Docker has not had the concept of persistent containerized data until recently. This means when a container is run the data it creates is destroyed when the container goes away, which is obviously no good in the case of upgrades.

It was suggested data containers could solve this issue by only holding data if they were never recreated, leading to a scary state where you could lose access to your data if the wrong command was executed. The real answer to this problem came in Docker 1.9 with the introduction of named volumes. You could now address volumes directly by name removing the need for so called data containers all together.

Another solution to the persistent data issue is to use a host bind mount which involves making, for sake of example, host directory var/lib/mysql available inside the container at var/lib/mysql. This absolutely solves the problem of persistent data, but it introduces another security issue, permissions. With this host bind mount solution the data in var/lib/mysql will be owned by the mysql user in the container. Unfortunately, that mysql user in the container could have any UID/GID and thats who will own the data outside the container introducing a potential security risk. Additionally, this method dirties the host and requires host permissions to the directories to bind mount.

The solution Kolla chose is named volumes.
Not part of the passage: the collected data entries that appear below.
PR #918, opened 2026-04-04
Centralize server config and add CLI flags

spicyneuron:
An incremental followup to https://github.com/Blaizzy/mlx-vlm/pull/829.

Main goal was to centralize how server-side generation config is resolved, and expose a few more server CLI flags so that they don't need to be carried by request arguments. Most of the change is internal cleanup / deduplication rather than new behavior. 

## Changes

At a high level, this PR:
- centralizes generation config/default resolution in shared helpers
- routes both `/responses` and `/chat/completions` through the same config merge path
- adds server CLI flags for common generation defaults
- keeps request-level values taking precedence over server defaults

There are also a couple of smaller behavioral fixes folded in:
- `trust_remote_code` is now part of the model cache key, so cached loads better reflect the actual load configuration
- `model` is now optional in both endpoints IF a default `--model` was defined (previously was inconsistent)

Also added coverage around the shared config resolution and the server merge path, including default handling and request overrides.

## Adjacent Question

One thing I'm unsure about is `--reload`. Is hot reloading Uvicorn actually useful enough to justify the extra complexity needed to pass configs to reloaded processes?

That accounts for the current environment variable pattern. If `reload` is not especially valuable, I think we could simplify this even further by keeping config in-process.


mlx_vlm/generate.py
```diff
@@ -46,6 +46,55 @@
...
+    resolved.update(filter_generation_config(generation))
+
+    resolved["resize_shape"] = normalize_resize_shape(resolved["resize_shape"])
+
+    if resolved["kv_bits"] == 0:
+        resolved["kv_bits"] = None
+    if resolved["max_kv_size"] == 0:
+        resolved["max_kv_size"] = None
+
+    if model_name and "qat" in model_name.lower() and resolved["kv_bits"] is not None:
```
Blaizzy, line 92: what's this "qat" condition for?

Blaizzy (approved):
LGTM, thanks!

I just have one question before we merge

mlx_vlm/generate.py
spicyneuron: @Blaizzy It was introduced to server.py in https://github.com/Blaizzy/mlx-vlm/pull/776/changes and I moved it to generate.py for consistency. Though admittedly, I haven't used this combination myself.

Just pushed another incremental commit so that generate.py also uses `resolve_generation_config` and logs the same warning.

Blaizzy:
Hey @spicyneuron 

Let's do this after todays release. There are a lot of breaking changes coming.

So let's close this PR and re-do it after the release, ok?

spicyneuron:
@Blaizzy No sweat. This entire thing has been a yak shave off of adding --max-tokens to the CLI. Don't care if it's my PR that lands it — just happy to have a more reliable, extensible server.

PR #921, opened 2026-04-04
fix: prevent crash when args.adapter_file is None in sft_trainer

JasonOA888:
## Problem

`sft_trainer.py` crashes with `TypeError: argument should be a str or an os.PathLike object` when `args.adapter_file` is `None`. This happens when `TrainingArgs` is constructed with an explicit `None` value for `adapter_file` (e.g. from programmatic usage).

## Fix

- Add defensive fallback: `adapter_file = args.adapter_file or "adapters.safetensors"` at both save points (checkpoint and final)
- Create parent directory before saving to prevent `FileNotFoundError`

Both the checkpoint save (line ~471) and final save (line ~484) are covered.

Closes #908

### DIFF
--- a/mlx_vlm/trainer/sft_trainer.py
+++ b/mlx_vlm/trainer/sft_trainer.py
@@ -468,20 +468,24 @@ def train(
 
         # Save checkpoint
         if it % args.steps_per_save == 0 and rank == 0:
-            save_adapter(model, args.adapter_file)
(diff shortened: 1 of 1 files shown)


lucasnewman:
Resolved in https://github.com/Blaizzy/mlx-vlm/pull/1255

PR #935, opened 2026-04-05
Fix Gemma 4 quantized per-layer projection loading

spicyneuron:
While trying to run [unsloth/gemma-4-E2B-it-UD-MLX-4bit](https://huggingface.co/unsloth/gemma-4-E2B-it-UD-MLX-4bit), I hit a loading error:

```python
ValueError: Unable to quantize model of type <class 'mlx_lm.models.gemma4_text.ScaledLinear'>
```

After cross-checking this against the Gemma 4 implementation in Transformers ([constructor](https://github.com/huggingface/transformers/blob/main/src/transformers/models/gemma4/modeling_gemma4.py#L1524-L1531), [projection path](https://github.com/huggingface/transformers/blob/main/src/transformers/models/gemma4/modeling_gemma4.py#L1667-L1678)), I replaced the custom `ScaledLinear` wrapper used for `per_layer_model_projection` with a standard bias-free `nn.Linear` and moved the `hidden_size**-0.5` scale into the projection path explicitly.

The math stays the same, but the layer now works with MLX's normal quantization and loading flow.

For reference, here's the same fix on mlx-lm: https://github.com/ml-explore/mlx-lm/pull/1112


Blaizzy (approved):
LGTM, thanks!

PR #936, opened 2026-04-05
Add --max-tokens CLI argument to server

nnorris7:
## Summary

- The server defaults to 256 max tokens when the client doesn't send `max_tokens` in the request, which is too low for conversational use (e.g. via Open WebUI)
- Adds a `--max-tokens` CLI flag so operators can set a higher default at launch time (e.g. `--max-tokens 8192`)
- Per-request `max_tokens` from clients still takes precedence

## Test plan

- [x] `python -m mlx_vlm.server --help` shows the new `--max-tokens` flag with default 256
- [ ] Server launched with `--max-tokens 8192` uses 8192 when client omits `max_tokens`
- [ ] Client-provided `max_tokens` still overrides the server default

### DIFF
--- a/mlx_vlm/server.py
+++ b/mlx_vlm/server.py
@@ -45,6 +45,10 @@ DEFAULT_SERVER_HOST = "0.0.0.0"
 DEFAULT_SERVER_PORT = 8080
 
 
+def get_default_max_tokens():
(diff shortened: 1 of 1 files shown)


lucasnewman:
This is resolved in 0.6.0 and later.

Why does this matter in the case of selinux? Kolla does not run the process. It is launching as root in most cases. So glance-api is run as the glance user, and mariadb is run as the mysql user, and so on. When mounting a named volume in the location that the persistent data will be stored it will be owned by the root user and group. The mysql user has no permissions to write to this folder now. What Kolla does is allow a select few commands to be run with sudo as the mysql user. This allows the mysql user to chown a specific, explicit directory and store its data in a named volume without the security risk and other downsides of host bind mounts. The downside to this is selinux blocks those sudo commands and it will do so until we make explicit policies to allow those operations.

Kolla-ansible users

Prior to Queens, when users want to connect using non-root user, they must add extra option ansible_become=True which is inconvenient and add security risk. In Queens, almost all services have support for escalation for only necessary tasks. In Rocky, all services have this capability, so users do not need to add ansible_become option if connection user has passwordless sudo capability.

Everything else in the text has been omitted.